39. Two Classes of Trans-Acting Factors • Activators and repressors- Bind to cis-elements. • Co-activators and co-repressors – bind to proteins associated with cis-elements. Promote or inhibit assembly of transcriptional initiation complex

40. Structural Motifs in DNA-Binding Regulatory Proteins • Crucial feature must be atomic contacts between protein residues and bases and sugar-phosphate backbone of DNA • Most contacts are in the major groove of DNA • 80% of regulatory proteins can be assigned to one of three classes: helix-turn-helix (HTH), zinc finger (Zn-finger) and leucine zipper (bZIP) • In addition to DNA-binding domains, these proteins usually possess other domains that interact with other proteins

41. The Helix-Turn-Helix Motif • contain two alpha helices separated by a loop with a beta turn • The C-terminal helix fits in major groove of DNA; N-terminal helix stabilizes by hydrophobic interactions with C-terminal helix

42. The Zn-Finger Motif Zn fingers form a folded beta strand and an alpha helix that fits into the DNA major groove.

43. The Leucine Zipper Motif • Forms amphipathic alpha helix and a coiled-coil dimer • Leucine zipper proteins dimerize, either as homo- or hetero-dimers • The basic region is the DNA-recognition site • Basic region is often modeled as a pair of helices that can wrap around the major groove

44. Binding of some trans-factors is regulated by allosteric modification

45. Transcription Regulation in Prokaryotes • Genes for enzymes for pathways are grouped in clusters on the chromosome - called operons • This allows coordinated expression • A regulatory sequence adjacent to such a unit determines whether it is transcribed - this is the ‘operator’ • Regulatory proteins work with operators to control transcription of the genes

46. Induction and Repression • Increased synthesis of genes in response to a metabolite is ‘induction’ • Decreased synthesis in response to a metabolite is ‘repression’

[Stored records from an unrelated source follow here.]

PR #3580, opened 2015-12-02
Create a new middlware instance instead of filter.

jspekken:
Shouldn't this be middleware?

### DIFF
--- a/app/Http/Middleware/Authenticate.php
+++ b/app/Http/Middleware/Authenticate.php
@@ -15,7 +15,7 @@ class Authenticate
     protected $auth;
 
     /**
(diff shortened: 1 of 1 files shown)


GrahamCampbell:
Yes. Thank you. :)

app/Http/Middleware/Authenticate.php
```diff
@@ -15,7 +15,7 @@ class Authenticate
     protected $auth;
 
     /**
-     * Create a new filter instance.
+     * Create a new middelware instance.
```
caouecs: Hello,
middleware

PR #3581, opened 2015-12-03
Make it possible to configure the log level

kielabokkie:
Added a setting to the app.php config file for configuring the log level. That way you can easily prevent your production logs from filling up with debug or info logs if you don't want to.


taylorotwell:
Take a look at the `configureMonologUsing` method on the app instance.

PR #3586, opened 2015-12-06
Update .env.example

NogaevPN:
Add DB_CONNECTION setting, useful for another database (not mysql)  users


arrilot:
:-1: 
It's not really environment specific.
Just change it config, or tweak your own .env if you like it.

PR #3588, opened 2015-12-09
[5.1] Used dependencies in an alphabetical order

tyloo:
Hey folks!

I thought it would be nice to have our `use` statements ordered alphabetically. What do you guys think?

### DIFF
--- a/app/Exceptions/Handler.php
+++ b/app/Exceptions/Handler.php
@@ -4,9 +4,9 @@ namespace App\Exceptions;
 
 use Exception;
 use Illuminate\Database\Eloquent\ModelNotFoundException;
+use Illuminate\Foundation\Exceptions\Handler as ExceptionHandler;
 use Symfony\Component\HttpKernel\Exception\HttpException;
 use Symfony\Component\HttpKernel\Exception\NotFoundHttpException;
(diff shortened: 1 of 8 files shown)


mydnic:
:+1: My IDE automatically does that on every project files when applying PSR-2 rules

GrahamCampbell:
Our code style is to sort by length.

GrahamCampbell:
> My IDE automatically does that on every project files when applying PSR-2 rules

This has nothing to do with PSR-2.

tyloo:
https://github.com/php-fig-rectified/fig-rectified-standards/blob/master/PSR-2-R-coding-style-guide-additions.md#use-declarations

This is a lie then ?

eko:
:+1: for this PSR-2 rule, I think @tyloo is right.

mydnic:
@tyloo This : https://github.com/php-fig-rectified/fig-rectified-standards is not the official PSR styleguide. It's a "rectified" version.

The alphabetical order has indeed nothing to do with PSR-2, it's just the phpfmt package for Sublime Text that applies this rule.

GrahamCampbell:
This is NOT PSR-2.

PR #4120, opened 2017-01-26
removed the default database character set issue on 5.4

ayimdomnic:


RonMelkhior:
IIRC you only need this if you run MySQL <5.7.7

PR #4124, opened 2017-01-28
Remove redundant check from bootstrap/autoload.php

vantoozz:
Redundant check removed since compiled class file generation was removed
https://github.com/laravel/framework/commit/09964cc8c04674ec710af02794f774308a5c92ca#diff-7b18a52eceff5eb716c1de268e98d55dL870


taylorotwell:
This entire file could probably be removed basically.

PR #4126, opened 2017-01-30
Append '@' to let composer resolve PHP executable

timgws:
To execute PHP scripts, you can use `@php` which will automatically resolve to whatever
php process is currently being used.

See https://getcomposer.org/doc/articles/scripts.md#executing-php-scripts
for more information.

### DIFF
--- a/composer.json
+++ b/composer.json
@@ -29,18 +29,18 @@
     },
     "scripts": {
         "post-root-package-install": [
-            "php -r \"file_exists('.env') || copy('.env.example', '.env');\""
+            "@php -r \"file_exists('.env') || copy('.env.example', '.env');\""
         ],
         "post-create-project-cmd": [
-            "php artisan key:generate"
+            "@php artisan key:generate"
         ],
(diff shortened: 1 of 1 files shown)


lioannou:
@taylorotwell - this function `@php` was only added to composer 1.3.* which was only released 4 weeks ago: https://github.com/composer/composer/blob/master/CHANGELOG.md

Given the script wasnt broken in the first place(?) - is it worth the possible hassle from people running into issues?

Just a thought...

timgws:
@lioannou it was (and always was) broken for me on Windows.

Also, if I used a different PHP that was not on my path, the version of PHP that was used to run composer would not be the same version of PHP used to execute the PHP command.

See also: https://github.com/Microsoft/BashOnWindows/issues/1643

lioannou:
Ok fair enough... might be worth doing a PR to the docs and listing composer >=1.3 as a requirement then

timgws:
:+1:

I can get to it when I am back at a computer a little later :)

PR #4134, opened 2017-02-02
Timezone should be part of .env

jolamar:
Laravel is big enough now that nearly all apps will have to setup their timezone to be something other than UTC, if they are going to make use of date functions. Changing this after models have been created with UTC dates would make dates on older models UTC and newer ones a different timezone.


jolamar:
May be worth adding a comment of support timezones http://php.net/manual/en/timezones.php

RonMelkhior:
Uh, most apps still use UTC, due to it not having DST, and then just convert the timezone via Carbon or their own solution.

jolamar:
Ah makes sense. Thanks Ron!

PR #4141, opened 2017-02-16
Update package.json

coolpraz:
update laravel mix to new version

### DIFF
--- a/package.json
+++ b/package.json
@@ -10,7 +10,7 @@
     "axios": "^0.15.3",
     "bootstrap-sass": "^3.3.7",
     "jquery": "^3.1.1",
-    "laravel-mix": "^0.7.2",
+    "laravel-mix": "^0.8.1",
     "lodash": "^4.17.4",
     "vue": "^2.1.10"
   }


RomainLanz:
Why not using [greekeeper](https://greenkeeper.io/) instead of having every week PR like that?

GrahamCampbell:
If we wanted to just blindly update the version, we could just use a wildcard. I don't see why greenkeeper is useful tbh.

RomainLanz:
It's not blindly update....

Greenkeeper will clone the repository, applies the update, run the test-suite (that we don't have) of the JavaScript code, then create a PR to update the package with all result from the test-suite, changelog of the package, commits from the latest update, etc.

GrahamCampbell:
> Greenkeeper will clone the repository, applies the update, run the test-suite (that we don't have) of the JavaScript code, then create a PR to update the package with all results from the test-suite, changelog of the package, commits from the latest update, etc.

Basically a blind update then. Doesn't do anything to solve the so called PR problem described.

RomainLanz:
The "PR problem" is that someone need to create the PR.

Same goes for all other JS dependencies.
```
"devDependencies": {
  "axios": "^0.15.3",
  "bootstrap-sass": "^3.3.7",
  "jquery": "^3.1.1",
  "laravel-mix": "^0.8.1",
  "lodash": "^4.17.4",
  "vue": "^2.1.10"
}
```

PR #4142, opened 2017-02-16
Use single quotes for passwords.user translation

caiquecastro:


caiquecastro:
Why?

marky291:
What is the actual reason for this ? Pointless

DojoGeekRA:
@caiquecastro i think that because of the double quotes, there is no need to escape the single quote and the message reads better.

PR #4143, opened 2017-02-17
Change hard-coded '/login' param to named route

kneipp:
Change hard-coded '/login' param to named route 'login'.

Adding a bit of flexibility to work with translations w/o need change Handler class:
`
Route::get('entrar', 'CustomController@showLoginForm')->name('login'); `

### DIFF
--- a/app/Exceptions/Handler.php
+++ b/app/Exceptions/Handler.php
@@ -60,6 +60,6 @@ class Handler extends ExceptionHandler
             return response()->json(['error' => 'Unauthenticated.'], 401);
         }
 
-        return redirect()->guest('login');
+        return redirect()->guest(route('login'));
     }
 }


lioannou:
@taylorotwell @kneipp - there is one small problem with this PR: on a brand new 5.4 install, you cause a "InvalidArgumentException - Route [login] not defined" if you try and hit the default `my.app/api/user` which is registered.

In saying that - the old behavior before this PR looks like it was a "404 NotFoundHttpException" (since there is no `\login` on a base install.

Not sure which is the lesser of two evils? Maybe the default should be to `\` so the "out of the box" install works, and let people customise it themselves as they see fit?

Leave it with you...

kneipp:
Are you trying to hit /api/user without run art make:auth?

Guess not related with this PR. May be /api/user need be on make:auth scaffold related.

lioannou:
I'm not personally trying. The point is the default Exception Handler now has a default route named `login` that does not exist on a default Laravel installation.

It's not a massive drama either way - but I'm thinking of "new" Laravel people trying to use it, and getting an error out of the box, might cause some confusion.

PR #4144, opened 2017-02-17
Use 5.4's new fluent route syntax in API routes file

svenluijten:


taylorotwell:
Specifying middleware first feels better to me.

PR #4146, opened 2017-02-18
APP_NAME variable for Application Name

abixalmon:
Added APP_NAME environment variable for Application Name in config/app.php

### DIFF
--- a/.env.example
+++ b/.env.example
@@ -3,6 +3,7 @@ APP_KEY=
 APP_DEBUG=true
 APP_LOG_LEVEL=debug
 APP_URL=http://localhost
+APP_NAME=Laravel
 
 DB_CONNECTION=mysql
 DB_HOST=127.0.0.1
--- a/config/app.php
+++ b/config/app.php
@@ -12,7 +12,7 @@ return [
     | any other location as required by the application or its packages.
     */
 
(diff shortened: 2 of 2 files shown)


mateusjatenee:
I particularly don't find this very interesting as the app's name is not
going to change very often.
Em sáb, 18 de fev de 2017 às 02:48, Abi Narayan <notifications@github.com>
escreveu:

overtrue:
-1

mrkatz:
It might not change often, however it would be useful to have a central location to declare the app name and be refrenced from there

astierler:
I agree that while not very useful, it does kind of make it more consistent to the rest of the app config settings. (Or if deploying the same Laravel app for multiple different sites - not saying I've done this, but can't hurt)

GrahamCampbell:
This has already been proposed. Just edit the config files for your app. They're there to be edited after all, otherwise we'd not include them in the app structure by default.

The env variables are for environment specific variables, such as your database password, and not for things specific to your application.

GrahamCampbell:
> however it would be useful to have a central location to declare the app name and be refrenced from there

We already have this, from the config file. You should never try to read env variables outside of config files in laravel, because of config caching, and php threading bugs.

PR #4147, opened 2017-02-18
Added --watch-poll

ilyahoilik:
There is problem with `npm run watch` (webpack doesn't detects a changes) without `--watch-poll`. I use Homestead.


taylorotwell:
@JeffreyWay thoughts?

JeffreyWay:
File watching is always a little strange with VMs. Some people have no issues, others need to opt for polling. Polling, as I understand it, puts a bit more strain on things, so it probably shouldn't be the default. 

Maybe we can make it more clear in the docs that `--watch-poll` is an alternative. I'll include that with my Mix PR.

mlantz:
Could you not add another script called watch-poll which would leave it built in but as an additive

taylorotwell:
That might be a better option.

PR #4148, opened 2017-02-20
Remove .env files from versioning

m1guelpf:
This change will protect enviroment files like .env.local .env.prooduction .env.remote from versioning

### DIFF
--- a/.gitignore
+++ b/.gitignore
@@ -6,4 +6,5 @@
 /.idea
 Homestead.json
 Homestead.yaml
-.env
+.env*
+!.env.example


marky291:
You are assuming such files will exist.

m1guelpf:
@marky291 It's common to have a .env.production and if some of that files doesn't exist, noting happens.

frezno:
imho no need for this.
It's up to the user to add or delete some files which may or may not have an affect on gitignore. But that's up to the user in this case.
Otherwise you might have to add eg a manual.md file and a changelog file etc. as well since those might be added by the user as well.

thecodemill:
FYI, whilst not always practical, it's recommended NOT to use .env.production files, or even the .env file itself on production servers. Such config options should be passed to the environment from the server configuration to reduce overhead - https://github.com/vlucas/phpdotenv#usage-notes

marky291:
Laravel is built to use .env even for production.

PR #4507, opened 2017-12-06
Allow register controller only in local environment

sebastiennoirie:
In the case of the auth controller are used for backend,
it's a better solution to allow register form only for authentificated users.

Otherwise, this allow an anonymous user to create an account and access to the backend.

I think that it's a better to be more restrictive :)

### DIFF
--- a/app/Http/Controllers/Auth/RegisterController.php
+++ b/app/Http/Controllers/Auth/RegisterController.php
@@ -36,7 +36,7 @@ class RegisterController extends Controller
      */
     public function __construct()
     {
-        $this->middleware('guest');
+        $this->middleware('auth');
     }
 
     /**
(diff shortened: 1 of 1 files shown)


Te7a-Houdini:
it's the same idea #4506  your application won't allow to register anyone from outside unless it's authenticated and that's not the case in most of the applications

deleugpn:
You can override the `construct` method to do whatever you want in your application. The Laravel default template assumes a public application where anybody can/should be able to register themselves (like GitHub, Facebook, Forums, Laracast, etc).

madeITBelgium:
You can use some third-party package to prevent or allow registration per domain name. https://github.com/madeITBelgium/Laravel-Email-Domain-Validation

PR #4510, opened 2017-12-15
Add config for app whoops editor.

yajra:
In relation to https://github.com/laravel/framework/pull/22350.


m1guelpf:
@yajra Why does it default to sublime?

yajra:
Not really sure what to put on default but since Taylor uses sublime afaik then I guess it's a good default? I use `vscode` on my personal config. What do you suggest?

m1guelpf:
@yajra Setting it to `false` or `null` should disable it

yajra:
@m1guelpf updated default to `null`. Thanks!

ElfSundae:
If we add this, it should use `env` and with empty default value:
```php
 'editor' => env('APP_EDITOR'),
```
Then anyone can configure it in his `.env` file, and there is no issues  when the default editor is not installed.

taylorotwell:
Would rather just let people add this manually.

a-komarev:
@yajra maybe it would better to make this extension via package? I've started small one yesterday, and we could extend it's functionality to fit all requirements: https://github.com/cybercog/laravel-whoops-editor

a-komarev:
@yajra thanks for pointing out this requirement.
This feature was added to https://github.com/cybercog/laravel-whoops-editor package.
It's looking for `app.editor` config value, if not found or return `null` then `APP_EDITOR` value from `.env` file will be used.
Additionally it allows to overwrite Homestead file path on the fly.

PR #4512, opened 2017-12-16
whoops package updated

pavinthan:
whoops package updated


ankurk91:
The **~** sign in `"filp/whoops": "~2.0",` denotes that composer will automatically pick 2.1 when available
Read more
https://getcomposer.org/doc/articles/versions.md#tilde-version-range-

pavinthan:
Thanks @ankurk91 and @GrahamCampbell

PR #4513, opened 2017-12-17
Ignore the MacOS .DS_Store in .gitignore

vuchastyi:
It's annoying when i create laravel project, then push to git and it contains .DS_Store files.


asoorm:
This should be in your global gitignore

47. lac operon • Lac operon – encodes 3 proteins involved in galactosides uptake and catabolism. • Permease – imports galactosides (lactose) • b-galactosidase – Cleaves lactose to glucose and galactose. • b-galactoside transacetylase – acetylates b-galactosides • Expression of lac operon is negatively regulated by the lacI protein

48. The lac I protein • The structural genes of the lac operon are controlled by negative regulation • lacI gene product is the lac repressor • When the lacI protein binds to the lac operator it prevents transcription • lac repressor – 2 domains - DNA binding on N-term; C-term. binds inducer, forms tetramer.

49. Inhibition of repression of lac operon by inducer binding to lacI • Binding of inducer to lacI cause allosteric change that prevents binding to the operator • Inducer is allolactose which is formed when excess lactose is present.

50. Catabolite Repression of lac Operon (Positive regulation) • When excess glucose is present, the lac operon is repressed even in the presence of lactose. • In the absence of glucose, the lac operon is induced. • Absence of glucose results in the increase synthesis of cAMP • cAMP binds to cAMP regulatory protein (CRP) (AKA CAP). • When activated by cAMP, CRP binds to lac promoter and stimulates transcription.